After annexation, the United States recognized that the lands it acquired in Hawaii were unique and said in both the 1898 Joint Resolution of Annexation and the 1900 Organic Act that the laws governing public lands generally in the United States should not apply to them, and that the revenues from these lands should go to the inhabitants of the islands. An 1899 opinion of the U.S. Attorney General also stated that these lands should be considered to be “a special trust.”

These lands have continued to be kept more-or-less intact since 1898. About 200,000 acres were set aside for the Hawaiian Home Lands Program in 1921 and the federal government has retained about 350,000 acres for military bases and national parks. But almost all the lands remain in public hands and continue to be viewed as being held in trust. The 1959 Admission Act confirmed that the some 1.4 million acres transferred to the new State of Hawaii had a trust status and that the revenues from these lands should be used for public purposes, including “for the betterment of the conditions of native Hawaiians.”

In a case brought by the Office of Hawaiian Affairs and individual Hawaiians to protect these lands from alienation until the claims of the Native Hawaiians can be resolved, the Hawaii Supreme Court stated in January 2008 that Congress and the Hawaii State Legislature agreed that “the ceded lands were illegally taken from the native Hawaiian monarchy” and it thereby imposed a moratorium on any further transfers of these lands until the claims are addressed.

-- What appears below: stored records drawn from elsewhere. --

PR #221, opened 2026-05-27
feat(sbmd): replace bool+out-param mapper API with ScriptResult

rchowdcmcsa:
Replaces the `bool` return / output-parameter pattern across all SBMD script mapper methods with a typed `ScriptResult` value. This gives callers a first-class way to distinguish between a successful value update, an intentional skip of the resource update, and a script error — without relying on output-parameter mutation or sentinel empty strings.

Changes:

New `ScriptResult` type (`ScriptResult.h` / `ScriptResult.cpp`):
- Encapsulates three outcomes: error, skip-resource-update, or an operation payload.
- The payload is a `std::variant<ResourceUpdate, ScriptWriteResult>`, covering both attribute-read/event results and write/execute results.
- Factory helpers: `MakeError`, `MakeSkipResourceUpdate`, `MakeResourceUpdate`, `MakeWriteResult`.
- `HasOperation()`, `IsError()`, `SkipsResourceUpdate()`, `Operation()` accessors.
- `DecodeTlvBase64` utility (moved from `SbmdScriptImpl`) with an explicit bounds check before the `uint16_t` cast.

`SbmdScript` API (`SbmdScript.h`)

All five virtual mapper methods now return `ScriptResult` instead of `bool`:
- `MapAttributeRead`
- `MapCommandExecuteResponse`
- `MapWrite`
- `MapExecute`
- `MapEvent`

Script return value key (all `.sbmd` specs, `sbmd-utils.js`, `sbmd-script.d.ts`)

Scripts now return `{ value: ... }` instead of `{ output: ... }`. Schema version bumped to `3.0`. A new `seedFrom` field allows event-driven resources to seed their initial value from a readable attribute.

Implementations (`quickjs/SbmdScriptImpl.cpp`, `mquickjs/SbmdScriptImpl.cpp`):
- Both engines updated to construct and return `ScriptResult` values.
- Shared per-type property-extraction lambdas (`getPropertyUint` / `getPropertyStr`) replace duplicated lambda bodies.
- Clarifying comment added above `JS_GetException` explaining ownership transfer semantics.

`MatterDevice` — call sites updated to consume `ScriptResult`.

SBMD schema — new `v3/` schema directory; `CHANGELOG.md` updated. Also fixes a pre-existing omission where `seedFromMapper` was missing from the v2.1 schema.

Docs — `SBMD.md` updated to document `value`, `suppress`, `seedFrom`, and the new schema version.

Test changes:
- `ScriptResultTest.cpp` (new): unit tests for all `ScriptResult` factory helpers and the `DecodeTlvBase64` / `MakeFromJson` paths.
- `MatterDeviceTest.cpp` (new): extracted from `MatterDeviceEndpointMapTest` to give `MatterDevice` its own focused test binary.
- `MatterDeviceTestHelpers.h` (new): shared test header (`TestableMatterDevice`, `MockSbmdScript`, `ChipPlatformEnvironment`) used by both test binaries to eliminate drift.
- `SbmdScriptTest.cpp`, `sbmdParserTest.cpp` — updated for the new API and `value` return key.
- `CMakeLists.txt` — registers `testMatterDevice` and `testScriptResult` as independent test targets.

Refs: BARTON-377, BARTON-366


core/test/src/MatterDeviceTest.cpp
```diff
@@ -0,0 +1,198 @@
...
+        uint8_t tlvBuffer[kTlvBufferSize];
+        uint32_t written = buildMinimalTlvBuffer(tlvBuffer, kTlvBufferSize);
+
+        chip::TLV::TLVReader reader;
+        reader.Init(tlvBuffer, written);
+        reader.Next();
+
+        chip::app::EventHeader header = MakeTestEventHeader();
+        device->GetCacheCallback()->OnEventData(header, &reader, nullptr);
+    }
```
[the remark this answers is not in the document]
rchowdcmcsa: The structural check is fine as-is. OnEventData() has two independent guards that prevent updateResource() from being called when the result is suppressed. In my opinion, this is sufficient enough that the churn of wrapping updateResource behind an injectable interface isn't worth it.

core/deviceDrivers/matter/sbmd/mquickjs/SbmdScriptImpl.cpp
```diff
@@ -60,34 +62,261 @@ namespace barton
...
             }
 
             // If that fails, try to get the "message" property (for Error objects)
-            if (JS_IsPtr(ex))
+            if (result.empty() && JS_IsPtr(ex))
             {
+                JSGCRef msgVal_ref;
                 JSValue msgVal = JS_GetPropertyStr(ctx, ex, "message");
+                JS_PUSH_VALUE(ctx, msgVal);
+
```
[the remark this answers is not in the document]
rchowdcmcsa: The ex_ref and msgVal_ref variables are not dead code -- they're the required companion structs for the JS_PUSH_VALUE/JS_POP_VALUE macros, which use token-pasting (v ## _ref) to reference them by name.

So JS_PUSH_VALUE(ctx, ex) expands to: `JS_PushGCRef(ctx, &ex_ref); ex_ref.val = ex;`

Both &ex_ref and ex_ref.val = ... are real uses that the compiler recognizes -- no -Wunused-variable warning is generated (confirmed by the current build output). JS_PUSH_VALUE is a void macro with no return value, so there's nothing to assign from it. The code is correct as-is.

core/deviceDrivers/matter/sbmd/SbmdScript.h
```diff
@@ -112,19 +81,16 @@ namespace barton
          *     "attributeType": <attribute type from spec>
          * }
          *
-         * Script output JSON:
-         * {
-         *     "output": <Barton string representation of the attribute value>
-         * }
+         * Script output JSON — one of:
+         * { "value": <string|number|boolean> }  // update resource (non-string coerced to string)
+         * { }  or  { "value": null }            // suppress — no update, no error
```
cleithner-comcast: How does this reconcile with null being a valid resource value? Or is it not anymore?

core/deviceDrivers/matter/sbmd/ScriptResult.cpp
```diff
@@ -0,0 +1,323 @@
...
+        constexpr const char *kKeyWrite = "write";
+        constexpr const char *kKeyError = "error";
+        constexpr const char *kKeyClusterId = "clusterId";
+        constexpr const char *kKeyCommandId = "commandId";
+        constexpr const char *kKeyAttributeId = "attributeId";
+        constexpr const char *kKeyEndpointId = "endpointId";
+        constexpr const char *kKeyTimedInvokeTimeoutMs = "timedInvokeTimeoutMs";
+        constexpr const char *kKeyTlvBase64 = "tlvBase64";
+
+        bool DecodeTlvBase64(const std::string &base64Str,
```
cleithner-comcast, line 57: We should consider migrating the implementation to a central C++ area and have the js runtimes create bindings for them so that we dont have to maintain duplicate code.

core/test/src/MatterDeviceEndpointMapTest.cpp
cleithner-comcast, line 1: Seems like we lost a lot here that's not necessarily relevant.

core/deviceDrivers/matter/sbmd/quickjs/SbmdScriptImpl.cpp
tleacmcsa, line 1: Did you test these changes with the quickjs interpreter too?

core/test/src/MatterDeviceEndpointMapTest.cpp
rchowdcmcsa: I extracted a bunch of helpers from here into "MatterDeviceTestHelpers.h," because the helpers are needed in two test files.

core/deviceDrivers/matter/sbmd/SbmdScript.h
rchowdcmcsa: > Or is it not anymore?

I'm not sure actually. I know the subject has come up several times and each time we've talked about moving away from it, and I think that was in my head when I drew up the design for this.

It would be easy enough to tell Copilot to change this (treat null like a value, not a suppress signal) if we still need to revisit this subject later.

core/deviceDrivers/matter/sbmd/ScriptResult.cpp
rchowdcmcsa: by "implementation," you mean the script result object implementation as a whole, not just the function you highlighted? with the goal to reduce code duplication like in each "extract 'error' key" block and so on?

core/test/src/MatterDeviceEndpointMapTest.cpp
cleithner-comcast: Ah that makes sense.

core/deviceDrivers/matter/sbmd/ScriptResult.cpp
cleithner-comcast: In this case, I was referring to the TLV decode routine since it also exists in sbmdUtils but yes any duplicate logic should be implemented in native code and then bindings should be generated ideally. We haven't yet done this though so if we agree to kick out to avoid scope creep, I'm fine with that. I don't remember if we made a ticket for this previously yet.

rchowdcmcsa: this? seems related at least
https://ccp.sys.comcast.net/browse/BARTON-365

Either way I'm also ok with kicking it out for now.

cleithner-comcast: Yeah, that's the one!

core/deviceDrivers/matter/sbmd/SbmdScript.h
tleacmcsa: lets just create a ticket for "Resolve null resource values" where the task is to figure out what we have now, what we want, and make any changes required.

core/deviceDrivers/matter/sbmd/ScriptResult.cpp
```diff
@@ -0,0 +1,323 @@
...
+extern "C" {
+#include <icLog/logging.h>
+}
+
+namespace barton
+{
+
+    namespace
+    {
+        constexpr const char *kKeyValue = "value";
```
cleithner-comcast: forgot to say I'm not the biggest fan of the k constant prefix. We have strong typing, we don't need the redundancy.

tleacmcsa: agree

core/deviceDrivers/matter/sbmd/specs/thermostat.sbmd
```diff
@@ -126,12 +126,12 @@ endpoints:
             script: |
               var value = SbmdUtils.Tlv.decode(sbmdReadArgs.tlvBase64);
               if (value === null) {
-                return {output: null};
+                return {value: null};
```
tleacmcsa, line 129: isnt this an error?  since this PR adds the error handling, we probably should make sure to return errors where applicable.

core/deviceDrivers/matter/sbmd/ScriptResult.h
```diff
@@ -0,0 +1,193 @@
...
+     */
+    struct ScriptWriteResult
+    {
+        enum class OperationType
+        {
+            Invoke, // Command invocation
+            Write   // Attribute write
+        };
+
+        OperationType type = OperationType::Invoke;
```
tleacmcsa: i prefer to initialize to a value that can indicate unknown/not set/invalid.  If something doesnt set the type, that should be an error instead of assuming invoke.

core/deviceDrivers/matter/sbmd/ScriptResult.h
```diff
@@ -0,0 +1,193 @@
...
+         * Returns true if the error field is set (script reported failure).
+         */
+        bool IsError() const { return error.has_value(); }
+
+        /**
+         * Returns true if neither error nor operation is set.
+         * This is a derived convenience: the script ran successfully but
+         * intentionally produced no action.
+         */
+        bool IsSuppressed() const { return !error.has_value() && !operation.has_value(); }
```
tleacmcsa: I wish we had come up with a better name than suppressed.  A ScriptResult that does not intend to update the resource might be more clear if this was "ShouldUpdateResource" or something.  "Suppress" could be many things (suppress errors, suppress events, etc.).

Maybe another way to think about this concept isnt the action of suppressing, but the decision to not return a new resource value?

core/deviceDrivers/matter/sbmd/ScriptResult.h
```diff
@@ -0,0 +1,193 @@
...
+
+        /**
+         * Returns the error message. Only valid when IsError() is true.
+         */
+        const std::string &ErrorMessage() const { return error.value(); }
+
+        /**
+         * Returns the operation variant. Only valid when HasOperation() is true.
+         */
+        const std::variant<ResourceUpdate, ScriptWriteResult> &Operation() const { return operation.value(); }
```
tleacmcsa, line 136: Feels like this wants to be polymorphic.  As we add operations, would this variant list just keep growing?

core/deviceDrivers/matter/sbmd/quickjs/SbmdScriptImpl.cpp
rchowdcmcsa: Oh, no I did not. How would I go about doing that?

core/deviceDrivers/matter/sbmd/ScriptResult.h
rchowdcmcsa: IsSuppressed() -> IsNoOp()?

core/deviceDrivers/matter/sbmd/specs/thermostat.sbmd
rchowdcmcsa: The attribute is a nullable so I'm not actually sure that it's an error. If a nullable being null is something we should treat as an error, then yeah I can make that change.

core/deviceDrivers/matter/sbmd/ScriptResult.h
rchowdcmcsa: > As we add operations, would this variant list just keep growing?

that was the idea.

I feel like this makes sense? The operations that we support are a fixed enumeration set defined by the json schema, so a fixed list of variants makes more sense to me than a freely extensible base class.

core/deviceDrivers/matter/sbmd/SbmdScript.h
rchowdcmcsa: created
https://ccp.sys.comcast.net/browse/BARTON-389

core/deviceDrivers/matter/sbmd/ScriptResult.h
tleacmcsa: we can live with the "rule of 3" here.  When we add that 3rd operation I bet we will want to switch this.

core/deviceDrivers/matter/sbmd/ScriptResult.h
tleacmcsa: to me "no op" is almost the same thing.  This boolean check has a very specific meaning: does this result intend to update the associated resource or not ?

core/deviceDrivers/matter/sbmd/specs/thermostat.sbmd
tleacmcsa: ok, im fine with that for this attribute.  Please check the other places to ensure we arent missing opportunities to use the new error field you added in this PR.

This ruling was vacated by the U.S. Supreme Court on the ground that the Hawaii Court had relied too heavily on the 1993 Apology Resolution, but the Hawaii Legislature then almost immediately passed a statute (Act 176 (2009)) stating that none of the public lands in Hawaii (whether ceded or not) can be sold or transferred without a two-thirds vote by both chambers of our Legislature.

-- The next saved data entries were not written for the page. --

PR #223, opened 2026-05-28
fix: race condition in deviceCommunicationWatchdog shutdown

cleithner-comcast:
The commFailWatchdogThreadProc does not re-check the `running` flag after waking from its timed wait. When deviceCommunicationWatchdogTerm() sets running=false and broadcasts the condition variable, the watchdog thread wakes up but proceeds to iterate the hash table and invoke failedCallback into device drivers that may already be partially shut down by deviceServiceShutdown(). This can corrupt memory and cause a SEGV (detected by AddressSanitizer as use-after-free/double-free) when the hash table is subsequently destroyed.

Fix:
1. Re-check `running` after the condition variable wait returns, so the thread exits immediately when signaled to stop rather than performing one more (unsafe) iteration.
2. NULL out failedCallback/restoredCallback under controlMutex BEFORE broadcasting/joining the thread, so any in-flight callbacks on other paths (PetDevice, ForceDeviceInCommFail) see NULL and skip the call.
3. Guard failedCallback/restoredCallback call sites against NULL to prevent NULL-dereference races during shutdown.

### DIFF
--- a/core/src/deviceCommunicationWatchdog.c
+++ b/core/src/deviceCommunicationWatchdog.c
@@ -247,7 +247,7 @@ void deviceCommunicationWatchdogPetDevice(const char *uuid)
         restoredCb = restoredCallback;
         pthread_mutex_unlock(&controlMutex);
 
-        if (restoredCb != NULL)
+        if (restoredCb)
         {
             restoredCb(uuid);
         }
@@ -310,7 +310,7 @@ void deviceCommunicationWatchdogForceDeviceInCommFail(const char *uuid)
         failedCb = failedCallback;
         pthread_mutex_unlock(&controlMutex);
 
-        if (failedCb != NULL)
+        if (failedCb)
         {
             failedCb(uuid);
         }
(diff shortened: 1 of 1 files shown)


rchowdcmcsa (dismissed):

kfundecmcsa (dismissed):

core/src/deviceCommunicationWatchdog.c
```diff
@@ -450,6 +471,16 @@ static void *commFailWatchdogThreadProc(void *arg)
             incrementalCondTimedWaitMillis(&controlCond, &controlMutex, monitorThreadSleepSeconds);
         }
 
+        // Re-check running after wakeup — if Term() signaled us, exit
+        // immediately rather than iterating devices and calling into
+        // potentially half-torn-down subsystems.
+        if (running == false)
```
tleacmcsa: Some old style stuff here and other places... "== false" and icLogInfo.

tleacmcsa (dismissed):

core/src/deviceCommunicationWatchdog.c
cleithner-comcast: Good call out

tleacmcsa (approved):

rchowdcmcsa (approved):

PR #225, opened 2026-05-29
build(docker): Use LLVM by default

cleithner-comcast:
Until now, we have used gcc/g++ for compilation. However, more recently we have consistently been running into a bug in gcc's version of libsanitizer in which it had a race condition between alignment checks and allocation patterns for dynamic thread local storage memory, caused by dlopen calls. Because we support gobject multi-language bindings and our integration test harness is thus in python, we experience quite a lot of dlopen calls. Here are just a few issues filed for this bug:
https://github.com/google/sanitizers/issues/1322
https://github.com/google/sanitizers/issues/1409
https://github.com/google/sanitizers/issues/1170

This bug was fixed for LLVM's compiler-rt 3 years ago here: https://reviews.llvm.org/D147459

however, gcc's libsanitizer (which is a downstream fork of compiler-rt) has yet to pick this fix up. Whether it ever will remains to be seen. For now, we will use llvm/clang 18 by default.

This commit additonally removes gcc/g++ 11 from the Dockerfile as it was originally added for Matter but v1.5.1.0 supports the system default of gcc/g++ 13 so this is no longer needed.


docker/version
```diff
@@ -1 +1 @@
-2.9
+llvm
```
tleacmcsa: dont forget to change this...

tleacmcsa (dismissed):

docker/version
cleithner-comcast: Thank you for reminding me!

tleacmcsa: Also note that #201 is using 3.0 currently.  either this or that can change, i dont care.  just FYI.
cc @Lakshmi97-velampati

testing/py_test.sh
```diff
@@ -35,19 +35,65 @@
...
 fi
 
-LD_PRELOAD=$(gcc -print-file-name=libasan.so) pytest "$@"
+case "$TOOLCHAIN" in
+    clang)
+        ASAN_LIB=$(clang -print-file-name=libclang_rt.asan-x86_64.so)
+        ;;
+    gcc)
+        ASAN_LIB=$(gcc -print-file-name=libasan.so)
+        ;;
```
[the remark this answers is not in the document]
cleithner-comcast: I'm not worried about that, thanks though.

tleacmcsa (dismissed):

docker/version
cleithner-comcast: I think (hope) this is going to make it in first as other PRs are running into the flaky race condition so I have set the version to 2.10.

docker/patches/otbr/0005-fix-clang-vla-warning.patch
```diff
@@ -0,0 +1,17 @@
...
+index 1234567..abcdefg 100644
+--- a/CMakeLists.txt
++++ b/CMakeLists.txt
+@@ -34,6 +34,10 @@ project(openthread-br VERSION 0.3.0)
+ 
+ add_compile_options(-Wall -Wextra -Werror -Wfatal-errors -Wuninitialized -Wno-missing-braces)
+ 
++if (CMAKE_CXX_COMPILER_ID MATCHES "Clang")
++    add_compile_options(-Wno-vla-cxx-extension)
++endif()
```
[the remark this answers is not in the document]
cleithner-comcast: It doesn't.

rchowdcmcsa (approved):

kfundecmcsa (approved):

This statute has had the effect of establishing a virtual moratorium on any transfer of any lands that were formerly categorized as Crown or Government Lands during the Kingdom.

So, the “ceded lands” are the lands that were Crown Lands or Government Lands during the Kingdom of Hawaii, that “were illegally taken from the native Hawaiian monarchy” at the time of the 1893 overthrow, and that were subsequently “ceded” to the United States in 1898 without any compensation to Native Hawaiians. The Native Hawaiians have a powerful claim to these lands, and the lands are now being maintained under a virtual moratorium until that claim can be addressed and resolved.